Task details: Each line containing the word "border" must be copied from the material below.

===

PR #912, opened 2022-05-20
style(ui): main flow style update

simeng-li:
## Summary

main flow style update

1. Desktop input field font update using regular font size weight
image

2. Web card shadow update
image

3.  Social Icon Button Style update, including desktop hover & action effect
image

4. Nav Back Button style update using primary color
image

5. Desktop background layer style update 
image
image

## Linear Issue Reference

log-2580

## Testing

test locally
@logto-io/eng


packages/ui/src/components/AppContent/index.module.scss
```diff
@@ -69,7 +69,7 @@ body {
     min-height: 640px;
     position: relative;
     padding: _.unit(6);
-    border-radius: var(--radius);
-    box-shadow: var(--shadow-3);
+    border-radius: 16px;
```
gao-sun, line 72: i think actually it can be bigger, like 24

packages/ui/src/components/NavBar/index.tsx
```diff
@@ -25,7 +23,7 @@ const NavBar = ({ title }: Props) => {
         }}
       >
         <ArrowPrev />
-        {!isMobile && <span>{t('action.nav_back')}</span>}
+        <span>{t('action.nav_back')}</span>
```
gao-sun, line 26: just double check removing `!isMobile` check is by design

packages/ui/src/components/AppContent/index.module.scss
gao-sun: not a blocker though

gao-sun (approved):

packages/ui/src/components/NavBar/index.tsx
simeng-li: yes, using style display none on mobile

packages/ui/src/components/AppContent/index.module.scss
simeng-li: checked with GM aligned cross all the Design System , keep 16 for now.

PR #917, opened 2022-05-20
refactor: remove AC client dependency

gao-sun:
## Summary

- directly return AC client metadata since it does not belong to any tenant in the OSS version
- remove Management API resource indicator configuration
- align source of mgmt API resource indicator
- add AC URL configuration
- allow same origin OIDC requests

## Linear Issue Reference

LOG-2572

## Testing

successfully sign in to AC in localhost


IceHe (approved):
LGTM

===

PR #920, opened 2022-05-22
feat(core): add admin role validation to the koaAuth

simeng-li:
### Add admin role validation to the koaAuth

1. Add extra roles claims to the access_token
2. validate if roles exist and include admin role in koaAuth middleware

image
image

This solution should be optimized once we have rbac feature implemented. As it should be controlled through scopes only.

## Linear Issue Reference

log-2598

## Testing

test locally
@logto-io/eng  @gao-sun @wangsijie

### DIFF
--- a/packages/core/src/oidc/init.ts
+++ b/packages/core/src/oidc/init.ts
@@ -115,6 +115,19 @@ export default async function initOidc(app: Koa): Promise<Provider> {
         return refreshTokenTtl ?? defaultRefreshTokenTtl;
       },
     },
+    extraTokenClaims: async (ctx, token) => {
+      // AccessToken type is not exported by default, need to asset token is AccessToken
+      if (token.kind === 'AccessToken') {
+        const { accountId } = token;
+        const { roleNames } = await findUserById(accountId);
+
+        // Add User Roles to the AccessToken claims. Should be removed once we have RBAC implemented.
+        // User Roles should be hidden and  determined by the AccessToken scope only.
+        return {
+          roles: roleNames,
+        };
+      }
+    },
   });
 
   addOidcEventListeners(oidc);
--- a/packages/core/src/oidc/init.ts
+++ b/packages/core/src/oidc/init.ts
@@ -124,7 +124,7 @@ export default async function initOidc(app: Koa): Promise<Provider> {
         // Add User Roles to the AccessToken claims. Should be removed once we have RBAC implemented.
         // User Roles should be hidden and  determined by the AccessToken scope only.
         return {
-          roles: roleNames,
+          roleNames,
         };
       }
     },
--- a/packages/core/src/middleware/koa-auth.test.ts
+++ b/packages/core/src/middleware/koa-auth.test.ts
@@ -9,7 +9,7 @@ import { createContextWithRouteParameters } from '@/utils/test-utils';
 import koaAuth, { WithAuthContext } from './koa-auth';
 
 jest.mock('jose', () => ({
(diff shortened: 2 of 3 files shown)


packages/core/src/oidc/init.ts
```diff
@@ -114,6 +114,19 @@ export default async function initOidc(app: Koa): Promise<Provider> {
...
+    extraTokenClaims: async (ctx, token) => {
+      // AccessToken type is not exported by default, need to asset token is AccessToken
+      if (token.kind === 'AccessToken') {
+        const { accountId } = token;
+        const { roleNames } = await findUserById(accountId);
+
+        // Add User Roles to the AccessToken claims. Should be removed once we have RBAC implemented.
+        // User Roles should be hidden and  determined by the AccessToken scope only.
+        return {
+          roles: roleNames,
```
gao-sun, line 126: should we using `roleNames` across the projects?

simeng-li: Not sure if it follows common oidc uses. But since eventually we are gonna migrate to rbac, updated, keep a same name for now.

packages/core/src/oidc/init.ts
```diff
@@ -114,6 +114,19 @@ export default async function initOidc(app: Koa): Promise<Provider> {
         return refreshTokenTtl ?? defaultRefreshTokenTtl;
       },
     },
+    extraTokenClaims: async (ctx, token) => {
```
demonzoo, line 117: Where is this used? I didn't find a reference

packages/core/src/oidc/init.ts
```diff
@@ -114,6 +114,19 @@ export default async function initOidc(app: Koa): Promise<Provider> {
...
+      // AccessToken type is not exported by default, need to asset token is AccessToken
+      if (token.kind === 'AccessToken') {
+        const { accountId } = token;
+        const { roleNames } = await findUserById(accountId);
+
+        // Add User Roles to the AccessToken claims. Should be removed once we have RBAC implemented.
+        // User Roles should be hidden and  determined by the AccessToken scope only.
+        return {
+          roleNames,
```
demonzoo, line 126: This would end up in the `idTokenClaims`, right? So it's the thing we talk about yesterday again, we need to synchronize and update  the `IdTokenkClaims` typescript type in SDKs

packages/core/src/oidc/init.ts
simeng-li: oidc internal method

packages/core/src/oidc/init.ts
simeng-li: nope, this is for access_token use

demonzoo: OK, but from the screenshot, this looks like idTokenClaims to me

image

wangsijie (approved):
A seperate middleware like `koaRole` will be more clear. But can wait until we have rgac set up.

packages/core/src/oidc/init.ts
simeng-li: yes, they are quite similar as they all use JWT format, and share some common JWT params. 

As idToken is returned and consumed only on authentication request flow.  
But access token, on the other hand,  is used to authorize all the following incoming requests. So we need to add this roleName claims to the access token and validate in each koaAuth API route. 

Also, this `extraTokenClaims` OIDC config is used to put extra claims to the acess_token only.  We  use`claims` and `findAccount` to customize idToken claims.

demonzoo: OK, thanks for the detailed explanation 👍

===

Exercise output:
-    border-radius: var(--radius);
+    border-radius: 16px;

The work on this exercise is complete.